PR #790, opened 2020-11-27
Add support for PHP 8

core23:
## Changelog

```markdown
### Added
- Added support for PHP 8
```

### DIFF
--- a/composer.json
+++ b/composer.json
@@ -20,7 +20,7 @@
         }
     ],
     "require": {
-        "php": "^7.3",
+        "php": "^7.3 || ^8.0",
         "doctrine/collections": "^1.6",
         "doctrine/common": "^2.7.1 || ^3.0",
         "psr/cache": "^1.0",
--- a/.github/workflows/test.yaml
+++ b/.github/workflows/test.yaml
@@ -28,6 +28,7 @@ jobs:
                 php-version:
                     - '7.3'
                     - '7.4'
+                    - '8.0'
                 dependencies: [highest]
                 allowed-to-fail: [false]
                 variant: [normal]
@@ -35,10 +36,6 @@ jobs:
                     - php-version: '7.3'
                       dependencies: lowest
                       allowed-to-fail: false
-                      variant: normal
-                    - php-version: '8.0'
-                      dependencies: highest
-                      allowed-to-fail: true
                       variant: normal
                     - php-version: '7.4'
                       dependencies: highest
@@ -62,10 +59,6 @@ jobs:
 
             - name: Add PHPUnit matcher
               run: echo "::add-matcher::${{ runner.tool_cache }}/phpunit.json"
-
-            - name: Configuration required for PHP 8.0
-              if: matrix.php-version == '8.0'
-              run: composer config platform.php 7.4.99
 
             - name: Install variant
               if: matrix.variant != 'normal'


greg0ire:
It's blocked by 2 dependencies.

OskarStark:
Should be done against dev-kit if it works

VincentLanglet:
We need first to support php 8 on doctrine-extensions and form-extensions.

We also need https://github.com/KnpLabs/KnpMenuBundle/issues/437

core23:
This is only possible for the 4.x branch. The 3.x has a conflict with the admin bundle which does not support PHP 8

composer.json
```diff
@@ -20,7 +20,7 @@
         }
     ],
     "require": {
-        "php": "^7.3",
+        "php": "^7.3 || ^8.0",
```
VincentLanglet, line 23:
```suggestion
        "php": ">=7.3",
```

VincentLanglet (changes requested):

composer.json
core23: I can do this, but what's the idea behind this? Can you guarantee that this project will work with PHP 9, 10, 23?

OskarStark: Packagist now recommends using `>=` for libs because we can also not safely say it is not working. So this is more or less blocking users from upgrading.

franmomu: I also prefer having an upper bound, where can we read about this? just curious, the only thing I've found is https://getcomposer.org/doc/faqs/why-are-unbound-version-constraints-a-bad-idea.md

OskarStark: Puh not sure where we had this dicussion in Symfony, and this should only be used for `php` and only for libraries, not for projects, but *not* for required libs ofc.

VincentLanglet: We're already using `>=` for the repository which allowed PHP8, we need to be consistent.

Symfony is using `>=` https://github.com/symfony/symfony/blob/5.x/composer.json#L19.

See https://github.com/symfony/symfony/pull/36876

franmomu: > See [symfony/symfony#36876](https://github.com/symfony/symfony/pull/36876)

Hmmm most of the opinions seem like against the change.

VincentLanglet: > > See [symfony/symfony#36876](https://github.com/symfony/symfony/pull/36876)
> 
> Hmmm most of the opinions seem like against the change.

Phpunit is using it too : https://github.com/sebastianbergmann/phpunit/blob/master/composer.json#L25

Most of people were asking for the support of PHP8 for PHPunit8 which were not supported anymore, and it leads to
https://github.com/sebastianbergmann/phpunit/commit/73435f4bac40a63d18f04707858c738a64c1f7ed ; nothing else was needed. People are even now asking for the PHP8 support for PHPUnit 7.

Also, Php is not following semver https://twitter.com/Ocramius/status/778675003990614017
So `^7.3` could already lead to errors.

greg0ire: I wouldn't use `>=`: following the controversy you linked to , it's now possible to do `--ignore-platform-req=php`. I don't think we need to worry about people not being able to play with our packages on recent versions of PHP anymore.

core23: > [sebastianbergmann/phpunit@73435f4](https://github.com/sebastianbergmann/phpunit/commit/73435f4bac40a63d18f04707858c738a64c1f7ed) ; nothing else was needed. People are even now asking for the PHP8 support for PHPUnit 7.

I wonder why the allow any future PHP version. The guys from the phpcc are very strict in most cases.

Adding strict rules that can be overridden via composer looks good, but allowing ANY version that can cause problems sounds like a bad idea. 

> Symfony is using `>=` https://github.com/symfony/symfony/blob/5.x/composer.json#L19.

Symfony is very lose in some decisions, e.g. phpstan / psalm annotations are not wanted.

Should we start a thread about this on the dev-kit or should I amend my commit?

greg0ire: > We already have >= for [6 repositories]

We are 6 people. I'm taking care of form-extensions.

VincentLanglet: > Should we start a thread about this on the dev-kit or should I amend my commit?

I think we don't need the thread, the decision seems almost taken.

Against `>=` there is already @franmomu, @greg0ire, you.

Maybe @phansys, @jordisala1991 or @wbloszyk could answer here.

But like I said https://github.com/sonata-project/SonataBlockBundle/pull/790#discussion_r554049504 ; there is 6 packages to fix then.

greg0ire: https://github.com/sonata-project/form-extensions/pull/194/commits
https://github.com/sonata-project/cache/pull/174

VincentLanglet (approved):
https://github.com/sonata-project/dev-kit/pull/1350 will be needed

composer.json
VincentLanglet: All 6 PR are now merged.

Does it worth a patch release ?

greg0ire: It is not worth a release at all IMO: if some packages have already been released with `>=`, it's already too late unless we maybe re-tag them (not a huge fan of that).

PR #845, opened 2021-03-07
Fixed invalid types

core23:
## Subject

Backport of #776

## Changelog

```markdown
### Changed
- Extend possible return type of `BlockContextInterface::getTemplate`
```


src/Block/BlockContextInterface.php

→ **Exercise details**: Check each line of the entries, and copy the ones that contain "could".

→ **Response below**:
So `^7.3` could already lead to errors.
Maybe @phansys, @jordisala1991 or @wbloszyk could answer here.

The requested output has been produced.